━━ DATA SUPPLIED

PR #4311, opened 2021-04-26
Fix S1854 FP: When a variable is used inside local function

### LINKED ISSUE #3126: Fix S1854 FP: When a variable is used inside local function

### LINKED ISSUE #3719: Fix S1854 FP: Variable used in local function as delegate

pavel-mikula-sonarsource:
Fixes #3126
Fixes #3719

### DIFF
--- a/analyzers/src/SonarAnalyzer.CSharp/Helpers/MutedSyntaxWalker.cs
+++ b/analyzers/src/SonarAnalyzer.CSharp/Helpers/MutedSyntaxWalker.cs
@@ -35,20 +35,20 @@ namespace SonarAnalyzer.Helpers
         // All kinds that SonarAnalysisContextExtensions.RegisterExplodedGraphBasedAnalysis registers for
         private static readonly SyntaxKind[] RootKinds = new[]
         {
-                SyntaxKind.ConstructorDeclaration,
-                SyntaxKind.DestructorDeclaration,
-                SyntaxKind.ConversionOperatorDeclaration,
-                SyntaxKind.OperatorDeclaration,
-                SyntaxKind.MethodDeclaration,
-                SyntaxKind.PropertyDeclaration,
-                SyntaxKind.GetAccessorDeclaration,
-                SyntaxKind.SetAccessorDeclaration,
-                SyntaxKind.AddAccessorDeclaration,
-                SyntaxKind.RemoveAccessorDeclaration,
-                SyntaxKind.AnonymousMethodExpression,
-                SyntaxKind.SimpleLambdaExpression,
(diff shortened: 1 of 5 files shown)


pavel-mikula-sonarsource:
I don't want to fix the old coverage issue in this case.

analyzers/src/SonarAnalyzer.CSharp/Helpers/MutedSyntaxWalker.cs
```diff
@@ -0,0 +1,102 @@
...
+                SyntaxKind.MethodDeclaration,
+                SyntaxKind.PropertyDeclaration,
+                SyntaxKind.GetAccessorDeclaration,
+                SyntaxKind.SetAccessorDeclaration,
+                SyntaxKind.AddAccessorDeclaration,
+                SyntaxKind.RemoveAccessorDeclaration,
+                SyntaxKind.AnonymousMethodExpression,
+                SyntaxKind.SimpleLambdaExpression,
+                SyntaxKind.ParenthesizedLambdaExpression
+            };
```
csaba-sagi-sonarsource, line 51: NITPICK: indentation does not align with the opening curly bracket.

csaba-sagi-sonarsource:
I know we said we will not cover formatting stuff now, but please fix `IsAllowedNumericInitialization` in DeadStores.cs the method is  unreadable.

csaba-sagi-sonarsource (approved):
LGTM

━━━━

This exercise calls for the entries to be restated exactly.

WRITTEN ANSWER:
PR #4311, opened 2021-04-26
Fix S1854 FP: When a variable is used inside local function

### LINKED ISSUE #3126: Fix S1854 FP: When a variable is used inside local function

### LINKED ISSUE #3719: Fix S1854 FP: Variable used in local function as delegate

pavel-mikula-sonarsource:
Fixes #3126
Fixes #3719

### DIFF
--- a/analyzers/src/SonarAnalyzer.CSharp/Helpers/MutedSyntaxWalker.cs
+++ b/analyzers/src/SonarAnalyzer.CSharp/Helpers/MutedSyntaxWalker.cs
@@ -35,20 +35,20 @@ namespace SonarAnalyzer.Helpers
         // All kinds that SonarAnalysisContextExtensions.RegisterExplodedGraphBasedAnalysis registers for
         private static readonly SyntaxKind[] RootKinds = new[]
         {
-                SyntaxKind.ConstructorDeclaration,
-                SyntaxKind.DestructorDeclaration,
-                SyntaxKind.ConversionOperatorDeclaration,
-                SyntaxKind.OperatorDeclaration,
-                SyntaxKind.MethodDeclaration,
-                SyntaxKind.PropertyDeclaration,
-                SyntaxKind.GetAccessorDeclaration,
-                SyntaxKind.SetAccessorDeclaration,
-                SyntaxKind.AddAccessorDeclaration,
-                SyntaxKind.RemoveAccessorDeclaration,
-                SyntaxKind.AnonymousMethodExpression,
-                SyntaxKind.SimpleLambdaExpression,
(diff shortened: 1 of 5 files shown)


pavel-mikula-sonarsource:
I don't want to fix the old coverage issue in this case.

analyzers/src/SonarAnalyzer.CSharp/Helpers/MutedSyntaxWalker.cs
```diff
@@ -0,0 +1,102 @@
...
+                SyntaxKind.MethodDeclaration,
+                SyntaxKind.PropertyDeclaration,
+                SyntaxKind.GetAccessorDeclaration,
+                SyntaxKind.SetAccessorDeclaration,
+                SyntaxKind.AddAccessorDeclaration,
+                SyntaxKind.RemoveAccessorDeclaration,
+                SyntaxKind.AnonymousMethodExpression,
+                SyntaxKind.SimpleLambdaExpression,
+                SyntaxKind.ParenthesizedLambdaExpression
+            };
```
csaba-sagi-sonarsource, line 51: NITPICK: indentation does not align with the opening curly bracket.

csaba-sagi-sonarsource:
I know we said we will not cover formatting stuff now, but please fix `IsAllowedNumericInitialization` in DeadStores.cs the method is  unreadable.

csaba-sagi-sonarsource (approved):
LGTM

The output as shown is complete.